Atlas is to pay about $190 million, or 69 cents/Mcfe, it said. The deal is expected to close in late April with an effective date of Jan. 1, 2012. The transaction is expected to be immediately accretive to Atlas adjusted earnings and distributable cash flow. Atlas raised its distribution guidance for the second half of 2012 from 80 cents/unit to a range of 85-90 cents/unit.
Wells Fargo Securities analyst David Tameron said in a note Friday that the deal “marks a low point in natural gas Barnett M&A, at least for public companies.” Tameron valued the deal at about $5,300/Mcfe/d, 61 cents/Mcfe of proved reserves.
“For comparison purposes, last April [Carrizo] sold 8 MMcfe/d of non-operated production and 122 Bcfe of reserves to KKR for $104 million, which equated to $12,530/Mcfe/d and 85 cents/Mcfe proved [see Shale Daily, April 29, 2011]. Natgas prices averaged $4.15/Mcfe for the 30 days prior to that transaction compared to $2.29/Mcfe for the 30 days prior to this transaction,” he said.
“Doesn’t bode well for natural gas names, but particularly [Quicksilver Resources], in our view, given Barnett exposure.”

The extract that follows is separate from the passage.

PR #2030, opened 2023-12-08
Allow the `wait-for-startup` module to take a list of instance names

rohitramu:
This PR adds a new setting to the `wait-for-startup` module called `instance_names` (plural), which extends the functionality of this module to wait for startup scripts to complete on multiple VM instances.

The acquisition includes 198 gross producing wells on more than 12,000 net acres. Reserves are 99% natural gas with 52% proved developed. Current net production is about 36 MMcfe/d, and the reserves-to-production ratio is 20 years, Atlas said.
Estimated total proved reserves as determined by Carrizo’s third-party engineer at year-end 2011 were 312 Bcfe (177 Bcfe of proved developed and 135 Bcfe of proved undeveloped reserves), of which 53 Bcfe are non-operated.
Atlas shares blew past their previous 52-week high of $23.90, hitting an intraday high of $30.20 before falling back to close at $28.31 for a gain on the day of 31.6%. Volume was more than 13 times the norm. Carrizo closed up 1.1% at $30.01/share. Investors were favoring energy stocks on Friday following a White House announcement that the Obama administration did not plan to tap the Strategic Petroleum Reserve in order to lower gasoline prices.
Houston-based Carrizo said it intends to use the net proceeds from the sale to repay borrowings under its revolving credit facility and use the excess proceeds to partially fund its 2012 capital expenditures plan, largely in the Eagle Ford Shale of South Texas. Carrizo estimates that when its borrowing base is redetermined (scheduled for April) it will be about $300 million after adjustments.
“Our corporate strategy has been to focus our capital expenditures on the highest-return plays such as our liquids-rich Eagle Ford and Niobrara properties,” said Carrizo CEO Chip Johnson. “We have significantly slowed the pace of development of our dry gas properties in the Barnett Shale due to low natural gas prices. However, we had several strong indications of interest in this quality gas asset and are pleased to be able to announce this sale to Atlas.
“The resulting increase in liquidity generated by the sale of these properties will increase our flexibility to fund our announced 2012 capital investment plan that is focused on investment in liquids-rich resource plays while maintaining appropriate debt levels on our revolver.”
Tameron said in a research note on Carrizo that the transaction price is “dilutive on [a] snapshot basis but likely longer term accretive given reinvestment opportunities.”
Tameron said the properties Carrizo sold likely would not have been drilled by the company “given the uncompelling economics.” He added that the deal takes pressure off of the company to do a joint venture to exploit its Niobrara acreage.
To pay for the acquisition Atlas placed $120 million of equity with institutional investors representing six million common units at $20 each. It also borrowed $70 million from its credit facility. Atlas said it expects its lending group will expand its revolving credit line to a borrowing base of about $250 million.
Atlas said it intends to hedge 100% of its available acquired production for the following 12 months, using a combination of swaps and puts. ARP intends to hedge 80-100% of its available production for the subsequent four years.